The last time I was at the UK conference of SCUTREA, the adult educators association in the UK, I heard quite a bit that was interesting about the UK initiatives to have a credential of higher education, and a fair amount of critique. I'd appreciate hearing some of those voices. Is this conversation open to some of those folk who are affected by the implementation of such a credential Vivian is talking about?

Wendy

In reply to Rosalie Pedersen

Re: Topic 1: Desired outcomes of a national system of training and credentialing

by Vivian Neal -

The prescriptive-ness that Alice, Rosalie and Barb all discuss is central to how we go about support the HE teachers.  The notion of lesson plans in HE would be frowned upon here in the UK I am sure. However, the Higher Education Academy has gathered a huge number of teaching resource in a wide variety of subjects, and these can be used by anyone to support their teaching - see the Subject Cetres at:  http://www.heacademy.ac.uk/ourwork/networks/subjectcentres

I'll also attach a one-page document which describes the learning outcomes of the first required course on our LTHE program.  You can see that the learning outcomes are very general, yet for our second course (sorry, I can't seem to attach 2 documents to the same posting) we have a separate course for lecturers in the creative disciplines such as architecture, dance and fine arts - we found that the standard set of learning outcomes was too narrow for the creative domains.

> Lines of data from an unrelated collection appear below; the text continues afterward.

PR #729, opened 2021-09-22
GP2-3407: Make FDI form path match that of page in CMS

stevejalim:
Make FDI form path match that of page in CMS so that when you "view live" from the CMS you end up on the actual page, not a broken one.

Also delete unneeded serializer mapping to the fdi templates -- they are directly mapped in urls.py before the magic catchall route is triggered

 - [X] Changelog entry added.

### DIFF
--- a/CHANGELOG.md
+++ b/CHANGELOG.md
@@ -3,6 +3,7 @@
 ## Pre-release
 
 ### Implemented enhancements
+- GP2-3407 - Make FDI form path match that of page in CMS
 - NOTICKET - Fix FE securities vulnerabilities 
 - NOTICKET - Remove now-redundant back link from contact triage page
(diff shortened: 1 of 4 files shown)


CHANGELOG.md
```diff
@@ -3,7 +3,7 @@
 ## Pre-release
 
 ### Implemented enhancements
-- NOTICKET - Fix FE securities vulnerabilities 
+- GP2-3407 - Make FDI form path match that of page in CMS- NOTICKET - Fix FE securities vulnerabilities
```
webbyfox, line 6: Broken format

webbyfox (approved):
Fix the line break, please

webbyfox (changes requested):
Tests failing

agiamas (approved):
lgtm

PR #774, opened 2021-10-21
NOTICKET perf improvements

froddd:
Some performance-related improvements:
- Replace existing Cookie banner with bespoke solution (drops jQuery, drops large bundle from directory-components)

In reply to Rosalie Pedersen

Re: Topic 1: Desired outcomes of a national system of training and credentialing

by Vivian Neal -

I'm attaching a one-page document which describes the learning outcomes for our second course, the Developing Professional Practice:  Supporting Learning and Teaching in Higher Education.  For creative disciplines, we have a separate, but similar course, with slightly differenct learning outcomes, Develoing Professional Practice in the Arts.

I'd be interested in knowing how applicable (or not) these attached learning outcomes would be in a Canadian or American context.  See also the sheet I attached to my last posting.

Keep in mind that these learning outcomes have been developed by the University of Plymouth based on the Higher Education Academy framework.

In reply to Vivian Neal

Re: Topic 1: Desired outcomes of a national system of training and credentialing

by Gary Hunt -
Vivian, I think your examples fit well with elements of content in many Canadian training programmes. The link here goes to the University of British Columbia faculty teacher training certificate program. If you go to the specific learning outcomes you can see what the students do.

Gary

(Edited by Sylvia Currie - original submission Monday, 9 March 2009, 08:56 PM. Fixed link)

In reply to Vivian Neal

Re: Topic 1: Desired outcomes of a national system of training and credentialing

by Barbara Berry -
Hi Vivian,
Thanks for this project module assessment rubric. I like the expectations in the (left) column however, I think that the "pass-fail" approach reinforces a paradigm that may not "fit" for all.

What happens if someone "fails"?
Barb


In reply to Rosalie Pedersen

Re: Topic 1: Desired outcomes of a national system of training and credentialing

by Deirdre Bonnycastle -
nationally developed collection of "lesson plans"
I tried doing that for medicine with my Medical Education wiki but have found it difficult to get contributions from outside my university. I think FacultyDevelopment.ca was meant to do the same thing for a wider university audience.